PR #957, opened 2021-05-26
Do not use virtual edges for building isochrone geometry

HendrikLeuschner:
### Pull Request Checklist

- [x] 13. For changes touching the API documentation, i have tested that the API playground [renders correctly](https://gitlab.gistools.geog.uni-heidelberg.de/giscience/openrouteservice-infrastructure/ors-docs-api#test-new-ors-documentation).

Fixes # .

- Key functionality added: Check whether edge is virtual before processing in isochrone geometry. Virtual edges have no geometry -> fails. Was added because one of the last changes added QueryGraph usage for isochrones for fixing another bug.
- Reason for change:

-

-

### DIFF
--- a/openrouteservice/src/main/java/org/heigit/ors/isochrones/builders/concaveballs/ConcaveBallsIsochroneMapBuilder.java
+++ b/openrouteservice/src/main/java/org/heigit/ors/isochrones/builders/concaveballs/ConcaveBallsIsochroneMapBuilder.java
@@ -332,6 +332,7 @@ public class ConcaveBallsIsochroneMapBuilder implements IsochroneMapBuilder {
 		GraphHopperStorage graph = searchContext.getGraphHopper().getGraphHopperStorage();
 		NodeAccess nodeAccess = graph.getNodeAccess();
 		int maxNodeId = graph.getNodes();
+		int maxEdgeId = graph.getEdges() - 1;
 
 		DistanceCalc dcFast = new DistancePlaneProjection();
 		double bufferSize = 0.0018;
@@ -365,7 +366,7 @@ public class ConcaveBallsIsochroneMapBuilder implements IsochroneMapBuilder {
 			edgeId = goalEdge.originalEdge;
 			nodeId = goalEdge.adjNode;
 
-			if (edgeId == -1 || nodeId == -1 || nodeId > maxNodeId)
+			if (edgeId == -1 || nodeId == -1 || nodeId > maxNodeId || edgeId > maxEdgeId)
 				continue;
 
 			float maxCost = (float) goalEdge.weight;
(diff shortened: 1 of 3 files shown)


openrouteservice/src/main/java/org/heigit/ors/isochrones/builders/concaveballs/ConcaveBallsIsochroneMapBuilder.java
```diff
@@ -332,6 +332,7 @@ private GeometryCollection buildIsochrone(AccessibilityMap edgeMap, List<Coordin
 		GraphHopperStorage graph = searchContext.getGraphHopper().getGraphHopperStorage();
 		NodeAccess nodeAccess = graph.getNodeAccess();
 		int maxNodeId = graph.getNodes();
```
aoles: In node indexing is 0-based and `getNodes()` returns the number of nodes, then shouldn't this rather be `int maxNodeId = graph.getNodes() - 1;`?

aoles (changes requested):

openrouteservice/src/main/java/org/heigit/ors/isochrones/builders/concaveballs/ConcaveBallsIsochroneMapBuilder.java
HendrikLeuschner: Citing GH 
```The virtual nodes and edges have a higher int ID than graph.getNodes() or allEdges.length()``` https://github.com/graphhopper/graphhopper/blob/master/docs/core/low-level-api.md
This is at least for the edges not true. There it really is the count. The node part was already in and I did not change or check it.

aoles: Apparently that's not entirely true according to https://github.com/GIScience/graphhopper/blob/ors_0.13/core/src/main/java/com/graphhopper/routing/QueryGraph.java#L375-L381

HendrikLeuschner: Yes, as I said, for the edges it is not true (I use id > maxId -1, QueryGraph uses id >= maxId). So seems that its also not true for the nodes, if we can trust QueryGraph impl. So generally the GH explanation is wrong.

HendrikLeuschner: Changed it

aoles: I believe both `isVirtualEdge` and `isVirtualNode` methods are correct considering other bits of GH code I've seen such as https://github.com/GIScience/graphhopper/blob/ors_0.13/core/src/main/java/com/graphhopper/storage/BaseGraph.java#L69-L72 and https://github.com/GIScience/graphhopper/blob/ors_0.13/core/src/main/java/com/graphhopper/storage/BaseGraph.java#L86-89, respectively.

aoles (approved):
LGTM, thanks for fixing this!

• • • •

How many of the lines in the records include the word "class"? Only the number should be given.

2